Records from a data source
# # #

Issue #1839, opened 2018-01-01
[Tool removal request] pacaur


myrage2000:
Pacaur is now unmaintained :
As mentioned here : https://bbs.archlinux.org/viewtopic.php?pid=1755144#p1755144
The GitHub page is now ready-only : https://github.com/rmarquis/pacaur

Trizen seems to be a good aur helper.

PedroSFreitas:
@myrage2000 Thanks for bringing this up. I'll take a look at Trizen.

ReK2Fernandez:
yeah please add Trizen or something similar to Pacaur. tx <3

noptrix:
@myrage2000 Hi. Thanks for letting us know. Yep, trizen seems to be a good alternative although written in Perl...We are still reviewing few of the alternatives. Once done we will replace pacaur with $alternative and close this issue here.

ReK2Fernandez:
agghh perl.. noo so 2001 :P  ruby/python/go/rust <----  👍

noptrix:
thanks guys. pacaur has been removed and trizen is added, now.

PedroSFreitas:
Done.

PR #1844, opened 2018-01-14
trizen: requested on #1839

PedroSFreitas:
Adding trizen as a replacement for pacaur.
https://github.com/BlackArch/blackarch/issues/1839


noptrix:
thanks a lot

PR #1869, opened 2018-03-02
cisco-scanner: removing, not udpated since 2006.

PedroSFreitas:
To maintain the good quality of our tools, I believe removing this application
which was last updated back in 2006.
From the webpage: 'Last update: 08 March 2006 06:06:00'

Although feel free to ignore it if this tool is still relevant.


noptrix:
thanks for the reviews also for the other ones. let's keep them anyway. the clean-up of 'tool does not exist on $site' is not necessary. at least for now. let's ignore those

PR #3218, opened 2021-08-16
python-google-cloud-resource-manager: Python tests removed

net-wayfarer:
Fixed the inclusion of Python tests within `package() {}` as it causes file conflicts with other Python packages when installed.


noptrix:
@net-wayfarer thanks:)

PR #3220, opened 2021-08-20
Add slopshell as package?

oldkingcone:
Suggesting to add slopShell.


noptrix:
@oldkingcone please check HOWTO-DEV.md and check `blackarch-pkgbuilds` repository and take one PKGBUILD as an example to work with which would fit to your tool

# # #

How to complete this task:
Your task is to extract all of the records exactly.

Exercise response:
Issue #1839, opened 2018-01-01
[Tool removal request] pacaur


myrage2000:
Pacaur is now unmaintained :
As mentioned here : https://bbs.archlinux.org/viewtopic.php?pid=1755144#p1755144
The GitHub page is now ready-only : https://github.com/rmarquis/pacaur

Trizen seems to be a good aur helper.

PedroSFreitas:
@myrage2000 Thanks for bringing this up. I'll take a look at Trizen.

ReK2Fernandez:
yeah please add Trizen or something similar to Pacaur. tx <3

noptrix:
@myrage2000 Hi. Thanks for letting us know. Yep, trizen seems to be a good alternative although written in Perl...We are still reviewing few of the alternatives. Once done we will replace pacaur with $alternative and close this issue here.

ReK2Fernandez:
agghh perl.. noo so 2001 :P  ruby/python/go/rust <----  👍

noptrix:
thanks guys. pacaur has been removed and trizen is added, now.

PedroSFreitas:
Done.

PR #1844, opened 2018-01-14
trizen: requested on #1839

PedroSFreitas:
Adding trizen as a replacement for pacaur.
https://github.com/BlackArch/blackarch/issues/1839


noptrix:
thanks a lot

PR #1869, opened 2018-03-02
cisco-scanner: removing, not udpated since 2006.

PedroSFreitas:
To maintain the good quality of our tools, I believe removing this application
which was last updated back in 2006.
From the webpage: 'Last update: 08 March 2006 06:06:00'

Although feel free to ignore it if this tool is still relevant.


noptrix:
thanks for the reviews also for the other ones. let's keep them anyway. the clean-up of 'tool does not exist on $site' is not necessary. at least for now. let's ignore those

PR #3218, opened 2021-08-16
python-google-cloud-resource-manager: Python tests removed

net-wayfarer:
Fixed the inclusion of Python tests within `package() {}` as it causes file conflicts with other Python packages when installed.


noptrix:
@net-wayfarer thanks:)

PR #3220, opened 2021-08-20
Add slopshell as package?

oldkingcone:
Suggesting to add slopShell.


noptrix:
@oldkingcone please check HOWTO-DEV.md and check `blackarch-pkgbuilds` repository and take one PKGBUILD as an example to work with which would fit to your tool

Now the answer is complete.